Problem to solve: For this exercise, please reproduce the records below word for word, from the first line through the line with "This builds upon".

┌─ Record excerpts

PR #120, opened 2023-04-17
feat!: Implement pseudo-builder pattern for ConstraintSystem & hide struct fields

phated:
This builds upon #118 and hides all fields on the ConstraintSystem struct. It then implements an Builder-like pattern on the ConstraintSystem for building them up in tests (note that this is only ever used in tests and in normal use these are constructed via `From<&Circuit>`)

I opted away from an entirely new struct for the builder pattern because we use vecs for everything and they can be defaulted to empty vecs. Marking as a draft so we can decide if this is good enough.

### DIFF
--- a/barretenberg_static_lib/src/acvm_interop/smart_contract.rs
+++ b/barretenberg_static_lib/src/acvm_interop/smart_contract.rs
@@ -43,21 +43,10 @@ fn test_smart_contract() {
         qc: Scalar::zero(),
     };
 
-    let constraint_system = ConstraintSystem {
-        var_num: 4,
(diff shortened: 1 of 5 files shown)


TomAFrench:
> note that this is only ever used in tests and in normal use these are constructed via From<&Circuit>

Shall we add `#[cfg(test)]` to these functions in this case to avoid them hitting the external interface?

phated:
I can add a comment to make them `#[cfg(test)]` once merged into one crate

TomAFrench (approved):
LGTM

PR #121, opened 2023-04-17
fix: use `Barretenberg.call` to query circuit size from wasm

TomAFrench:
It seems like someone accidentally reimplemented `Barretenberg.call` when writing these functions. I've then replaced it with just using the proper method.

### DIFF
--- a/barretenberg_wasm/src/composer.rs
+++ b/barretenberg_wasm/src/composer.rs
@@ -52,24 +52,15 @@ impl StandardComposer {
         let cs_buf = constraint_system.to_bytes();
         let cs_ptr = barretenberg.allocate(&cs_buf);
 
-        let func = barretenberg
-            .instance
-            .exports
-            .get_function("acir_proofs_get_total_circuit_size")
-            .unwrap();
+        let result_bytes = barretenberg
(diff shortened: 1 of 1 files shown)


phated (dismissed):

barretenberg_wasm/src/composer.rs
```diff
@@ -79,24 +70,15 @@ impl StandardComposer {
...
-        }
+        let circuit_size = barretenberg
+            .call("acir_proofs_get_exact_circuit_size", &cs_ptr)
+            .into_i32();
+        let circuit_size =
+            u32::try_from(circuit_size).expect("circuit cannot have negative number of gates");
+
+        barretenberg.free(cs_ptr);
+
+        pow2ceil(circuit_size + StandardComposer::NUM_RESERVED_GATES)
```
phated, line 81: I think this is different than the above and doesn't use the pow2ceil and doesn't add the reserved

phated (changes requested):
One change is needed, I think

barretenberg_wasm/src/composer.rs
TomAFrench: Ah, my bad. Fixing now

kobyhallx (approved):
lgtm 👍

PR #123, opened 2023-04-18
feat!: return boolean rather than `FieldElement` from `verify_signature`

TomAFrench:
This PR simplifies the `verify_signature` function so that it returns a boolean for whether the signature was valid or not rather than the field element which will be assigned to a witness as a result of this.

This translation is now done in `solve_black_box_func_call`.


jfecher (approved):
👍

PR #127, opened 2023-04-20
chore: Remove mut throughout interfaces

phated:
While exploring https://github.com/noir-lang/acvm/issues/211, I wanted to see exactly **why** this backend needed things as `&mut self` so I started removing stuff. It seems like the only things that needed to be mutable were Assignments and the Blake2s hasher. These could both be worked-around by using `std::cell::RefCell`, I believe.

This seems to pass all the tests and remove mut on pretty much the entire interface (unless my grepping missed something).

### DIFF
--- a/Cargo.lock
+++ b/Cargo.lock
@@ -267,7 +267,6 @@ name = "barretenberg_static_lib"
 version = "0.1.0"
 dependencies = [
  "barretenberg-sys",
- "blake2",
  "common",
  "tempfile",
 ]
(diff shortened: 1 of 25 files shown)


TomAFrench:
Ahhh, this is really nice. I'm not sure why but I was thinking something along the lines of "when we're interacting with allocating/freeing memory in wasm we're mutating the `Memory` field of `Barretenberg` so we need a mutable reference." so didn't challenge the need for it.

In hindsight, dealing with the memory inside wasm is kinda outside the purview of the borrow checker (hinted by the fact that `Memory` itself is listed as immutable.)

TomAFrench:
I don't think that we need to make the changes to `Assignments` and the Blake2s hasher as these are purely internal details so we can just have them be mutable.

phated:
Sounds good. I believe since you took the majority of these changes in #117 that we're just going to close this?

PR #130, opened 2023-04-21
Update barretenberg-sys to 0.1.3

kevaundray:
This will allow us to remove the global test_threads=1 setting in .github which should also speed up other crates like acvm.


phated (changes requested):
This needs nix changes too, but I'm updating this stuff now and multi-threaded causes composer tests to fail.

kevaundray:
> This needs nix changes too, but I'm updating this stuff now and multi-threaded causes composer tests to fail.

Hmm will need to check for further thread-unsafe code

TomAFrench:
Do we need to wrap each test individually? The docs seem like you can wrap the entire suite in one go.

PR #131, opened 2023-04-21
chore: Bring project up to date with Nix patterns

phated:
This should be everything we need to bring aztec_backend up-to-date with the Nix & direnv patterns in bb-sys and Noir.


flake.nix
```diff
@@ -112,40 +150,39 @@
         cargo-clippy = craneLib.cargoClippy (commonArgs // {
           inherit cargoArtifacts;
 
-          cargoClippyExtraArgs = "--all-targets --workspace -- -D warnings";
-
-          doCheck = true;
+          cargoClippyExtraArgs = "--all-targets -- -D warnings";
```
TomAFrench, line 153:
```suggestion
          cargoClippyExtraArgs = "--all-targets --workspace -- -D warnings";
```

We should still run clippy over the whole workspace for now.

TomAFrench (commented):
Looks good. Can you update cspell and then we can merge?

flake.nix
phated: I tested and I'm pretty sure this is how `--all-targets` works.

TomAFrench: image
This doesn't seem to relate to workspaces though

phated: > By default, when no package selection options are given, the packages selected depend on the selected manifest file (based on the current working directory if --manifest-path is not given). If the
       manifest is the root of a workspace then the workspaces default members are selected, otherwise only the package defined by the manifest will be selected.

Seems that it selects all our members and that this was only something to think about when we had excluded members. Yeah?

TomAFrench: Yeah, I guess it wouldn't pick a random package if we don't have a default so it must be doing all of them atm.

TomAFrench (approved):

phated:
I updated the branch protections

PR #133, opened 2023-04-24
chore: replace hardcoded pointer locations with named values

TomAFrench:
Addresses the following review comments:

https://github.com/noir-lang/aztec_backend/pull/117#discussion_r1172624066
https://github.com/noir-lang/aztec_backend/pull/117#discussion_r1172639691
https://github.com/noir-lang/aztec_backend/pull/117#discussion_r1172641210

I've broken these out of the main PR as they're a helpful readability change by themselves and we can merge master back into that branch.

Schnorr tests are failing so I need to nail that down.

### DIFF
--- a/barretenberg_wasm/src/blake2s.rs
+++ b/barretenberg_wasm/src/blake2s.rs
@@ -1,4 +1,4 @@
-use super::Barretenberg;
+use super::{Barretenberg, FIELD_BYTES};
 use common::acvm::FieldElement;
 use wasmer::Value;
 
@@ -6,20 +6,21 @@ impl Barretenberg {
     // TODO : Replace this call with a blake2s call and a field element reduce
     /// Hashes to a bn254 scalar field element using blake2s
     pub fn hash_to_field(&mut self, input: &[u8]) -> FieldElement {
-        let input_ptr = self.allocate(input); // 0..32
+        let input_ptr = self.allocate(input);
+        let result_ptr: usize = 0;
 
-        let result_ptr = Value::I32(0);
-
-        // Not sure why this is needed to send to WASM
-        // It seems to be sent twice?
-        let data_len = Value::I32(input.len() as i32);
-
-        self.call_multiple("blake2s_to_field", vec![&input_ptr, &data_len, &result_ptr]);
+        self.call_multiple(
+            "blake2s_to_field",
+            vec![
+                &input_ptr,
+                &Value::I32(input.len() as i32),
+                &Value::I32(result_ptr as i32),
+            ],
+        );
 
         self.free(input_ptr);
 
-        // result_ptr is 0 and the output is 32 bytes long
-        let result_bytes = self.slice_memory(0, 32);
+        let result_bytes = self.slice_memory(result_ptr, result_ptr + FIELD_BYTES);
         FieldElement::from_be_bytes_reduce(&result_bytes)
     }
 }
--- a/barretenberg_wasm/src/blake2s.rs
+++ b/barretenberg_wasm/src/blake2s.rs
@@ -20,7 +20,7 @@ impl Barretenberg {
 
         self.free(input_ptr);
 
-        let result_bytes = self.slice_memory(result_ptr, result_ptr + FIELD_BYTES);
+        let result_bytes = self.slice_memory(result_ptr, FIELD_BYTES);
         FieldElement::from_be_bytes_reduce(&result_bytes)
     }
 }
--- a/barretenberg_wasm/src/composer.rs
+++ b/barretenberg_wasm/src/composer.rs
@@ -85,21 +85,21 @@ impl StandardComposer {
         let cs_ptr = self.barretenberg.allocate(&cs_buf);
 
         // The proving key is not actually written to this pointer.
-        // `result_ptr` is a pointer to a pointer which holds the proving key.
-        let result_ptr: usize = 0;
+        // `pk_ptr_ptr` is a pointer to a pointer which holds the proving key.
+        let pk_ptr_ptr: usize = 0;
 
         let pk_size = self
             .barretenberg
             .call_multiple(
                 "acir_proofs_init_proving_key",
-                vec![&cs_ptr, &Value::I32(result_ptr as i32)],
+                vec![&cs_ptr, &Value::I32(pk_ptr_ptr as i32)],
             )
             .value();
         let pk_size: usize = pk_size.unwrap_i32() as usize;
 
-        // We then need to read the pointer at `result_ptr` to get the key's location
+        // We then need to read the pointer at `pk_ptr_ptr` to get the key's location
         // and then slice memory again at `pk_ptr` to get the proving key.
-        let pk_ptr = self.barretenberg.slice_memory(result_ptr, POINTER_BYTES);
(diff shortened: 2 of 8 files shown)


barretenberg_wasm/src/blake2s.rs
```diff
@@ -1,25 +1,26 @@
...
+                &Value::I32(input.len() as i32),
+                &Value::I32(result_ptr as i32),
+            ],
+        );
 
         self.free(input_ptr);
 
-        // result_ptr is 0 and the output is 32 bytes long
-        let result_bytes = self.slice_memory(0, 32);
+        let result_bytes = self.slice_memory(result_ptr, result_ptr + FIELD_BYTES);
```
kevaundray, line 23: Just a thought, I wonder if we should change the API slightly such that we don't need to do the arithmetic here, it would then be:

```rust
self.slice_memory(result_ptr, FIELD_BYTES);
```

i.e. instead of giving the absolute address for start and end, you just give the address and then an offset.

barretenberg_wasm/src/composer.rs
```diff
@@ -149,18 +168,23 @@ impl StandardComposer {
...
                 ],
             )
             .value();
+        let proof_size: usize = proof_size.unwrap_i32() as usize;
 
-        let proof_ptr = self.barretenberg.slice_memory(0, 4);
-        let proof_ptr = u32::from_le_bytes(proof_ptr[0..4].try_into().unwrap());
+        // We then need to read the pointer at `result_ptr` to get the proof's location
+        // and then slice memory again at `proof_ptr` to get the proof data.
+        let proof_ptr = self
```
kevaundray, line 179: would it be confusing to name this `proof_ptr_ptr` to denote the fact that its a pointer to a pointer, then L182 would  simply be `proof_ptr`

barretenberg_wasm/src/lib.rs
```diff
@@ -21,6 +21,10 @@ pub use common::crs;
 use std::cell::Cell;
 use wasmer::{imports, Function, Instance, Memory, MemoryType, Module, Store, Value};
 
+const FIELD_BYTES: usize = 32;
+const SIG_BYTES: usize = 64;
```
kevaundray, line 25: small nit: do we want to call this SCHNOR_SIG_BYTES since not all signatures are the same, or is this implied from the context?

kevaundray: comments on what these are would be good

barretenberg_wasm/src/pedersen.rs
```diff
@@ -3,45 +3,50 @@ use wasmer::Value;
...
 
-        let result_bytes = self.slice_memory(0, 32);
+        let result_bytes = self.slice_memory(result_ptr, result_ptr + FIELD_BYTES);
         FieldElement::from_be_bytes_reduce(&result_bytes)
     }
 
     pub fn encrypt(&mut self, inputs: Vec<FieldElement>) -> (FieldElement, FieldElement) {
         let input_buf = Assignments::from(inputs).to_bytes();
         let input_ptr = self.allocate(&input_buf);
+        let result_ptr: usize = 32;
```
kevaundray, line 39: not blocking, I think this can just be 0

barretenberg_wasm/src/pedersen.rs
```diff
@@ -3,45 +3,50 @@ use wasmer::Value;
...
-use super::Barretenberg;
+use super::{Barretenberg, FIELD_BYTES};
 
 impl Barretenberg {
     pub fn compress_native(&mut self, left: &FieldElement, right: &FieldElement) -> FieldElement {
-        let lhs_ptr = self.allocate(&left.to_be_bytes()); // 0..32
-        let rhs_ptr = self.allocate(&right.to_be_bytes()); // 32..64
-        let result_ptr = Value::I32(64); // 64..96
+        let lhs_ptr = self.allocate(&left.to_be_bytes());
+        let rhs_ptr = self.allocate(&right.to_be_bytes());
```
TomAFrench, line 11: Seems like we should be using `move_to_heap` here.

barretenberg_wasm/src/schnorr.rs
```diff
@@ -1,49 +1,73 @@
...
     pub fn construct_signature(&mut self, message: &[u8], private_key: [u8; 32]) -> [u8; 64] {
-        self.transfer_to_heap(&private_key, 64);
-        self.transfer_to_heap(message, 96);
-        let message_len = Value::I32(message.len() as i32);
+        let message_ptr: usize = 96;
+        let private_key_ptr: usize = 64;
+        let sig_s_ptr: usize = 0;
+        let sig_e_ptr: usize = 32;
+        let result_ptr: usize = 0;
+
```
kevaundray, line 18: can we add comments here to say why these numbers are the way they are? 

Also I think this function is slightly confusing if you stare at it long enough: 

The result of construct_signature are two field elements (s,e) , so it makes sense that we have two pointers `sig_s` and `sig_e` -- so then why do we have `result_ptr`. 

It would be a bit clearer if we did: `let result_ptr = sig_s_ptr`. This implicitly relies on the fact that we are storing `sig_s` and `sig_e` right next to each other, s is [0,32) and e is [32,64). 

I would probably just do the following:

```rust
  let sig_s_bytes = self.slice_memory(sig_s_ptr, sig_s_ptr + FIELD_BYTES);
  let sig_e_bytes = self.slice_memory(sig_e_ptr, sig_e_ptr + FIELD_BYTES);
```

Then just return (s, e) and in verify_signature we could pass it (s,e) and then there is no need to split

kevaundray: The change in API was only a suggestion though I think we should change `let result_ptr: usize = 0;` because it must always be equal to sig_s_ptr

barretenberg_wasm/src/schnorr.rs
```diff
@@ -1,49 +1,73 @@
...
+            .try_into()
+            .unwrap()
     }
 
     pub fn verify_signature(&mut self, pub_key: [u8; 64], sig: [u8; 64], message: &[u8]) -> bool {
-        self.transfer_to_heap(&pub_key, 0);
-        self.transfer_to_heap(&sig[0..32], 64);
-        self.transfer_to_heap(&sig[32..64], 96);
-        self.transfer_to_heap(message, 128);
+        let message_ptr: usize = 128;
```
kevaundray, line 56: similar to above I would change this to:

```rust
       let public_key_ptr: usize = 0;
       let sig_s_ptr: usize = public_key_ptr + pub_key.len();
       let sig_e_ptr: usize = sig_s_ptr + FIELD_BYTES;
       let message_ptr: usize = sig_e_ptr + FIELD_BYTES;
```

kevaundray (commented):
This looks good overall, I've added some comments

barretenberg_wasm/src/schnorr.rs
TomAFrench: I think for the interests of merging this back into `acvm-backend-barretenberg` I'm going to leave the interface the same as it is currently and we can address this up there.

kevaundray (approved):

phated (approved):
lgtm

└─

Expected answer:
PR #120, opened 2023-04-17
feat!: Implement pseudo-builder pattern for ConstraintSystem & hide struct fields

phated:
This builds upon #118 and hides all fields on the ConstraintSystem struct. It then implements an Builder-like pattern on the ConstraintSystem for building them up in tests (note that this is only ever used in tests and in normal use these are constructed via `From<&Circuit>`)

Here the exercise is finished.